I’ve been concentrating on video – using my camcorder, webcam, and camera, to create and edit videos then upload them to ourmedia, the Internet Archive, and Blip.TV (I prefer Blip.TV to YouTube – its . . . classier). The upside of this method is that we can place various projects (interviews, documentaries, reflections, theology, teaching, etc.) before a wider audience. But they also have their limitations (beyond the technical and mechanical) for example they are not live feeds, responses can be days, even months after the original project is finished, which means that the experience, the inspriation for that particular video is no longer fresh in your mind – possibly inhibiting your ability to engage as thoughtfully as you might have liked, since your community have “moved on” to more developed projects.

It is possible via SKYPE for example to do live, real time conversations in large groups, as well as live video (face to face) converstaions with another person. Two years ago, we experimented with a weekly Evening Prayer via SKYPE which allowed a rotation of “leader” and community time afterward. Now I’ve seen a “new” (to me) project called UStream.TV which enables a live feed and . . . it would appear (I’ve not finshed exploring this yet) a capability for real-time reactions (via a chat feed) from the audience.

Recently I’ve discovered a nifty “thing” I’ve know idea how to classify it yet other than to describe it as “video email plus” called seesmic – with nothing more than a webcam it allows you to record messages, and participate in conversations. There is also a plugin (for wordpress users) to enable you to generate both quick video posts, and video comments. I’ve been experimenting with this for the past two weeks, and its been fun. Also I’m currently using it in an “audiance participation” experiment on my other site – you can see that post by clicking here. I’m about to activate that plugin here too.

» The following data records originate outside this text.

Issue #1580, opened 2025-12-23
2.1 compatibility tracker


cmp0xff:
This is the list of things that are in [pandas 2.1 release notes](https://pandas.pydata.org/docs/dev/whatsnew/v2.1.0.html) that need to be addressed in pandas-stubs. I have removed the sections `Performance improvements` and `Bug fixes`.

PR's welcome. If you do a PR, check off the item and put a link to the PR that closed it. One PR can address multiple issues.

Some of these may already have been taken care of, so if so, check them off and indicate with a comment such as "previously complete"

## Enhancements

- [ ] PyArrow will become a required dependency with pandas 3.0
- [ ] Avoid NumPy object dtype for strings by default
- [ ] DataFrame reductions preserve extension dtypes
- [x] Copy-on-Write improvements
- [ ] New `DataFrame.map` method and support for ExtensionArrays
- [x] New implementation of `DataFrame.stack`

Used in combination with image and textual resources – PDF’s, dynamic web pages, and even self published material such as from LULU – there is nothing hindering our various communities and projects expanding their ability to become a spiritual resource for others, and to come out from underneath the shadow of other, larger, “better resourced” traditions.

I’ve got an idea list as long as my arm for various projects – right now I’m focussing on mastering the technical and mechanical (see my “other” site for examples). And there is the small matter of finishing the Thesis from Hell (sigh). But I’m interested to know about what projects your community is developing using new media forms, what have you already done, and what was the response? What would (will) you do differently in the future?

Moreover, I would really like to make some space here to highlight those projects, and would appreciate your sharing the links to them.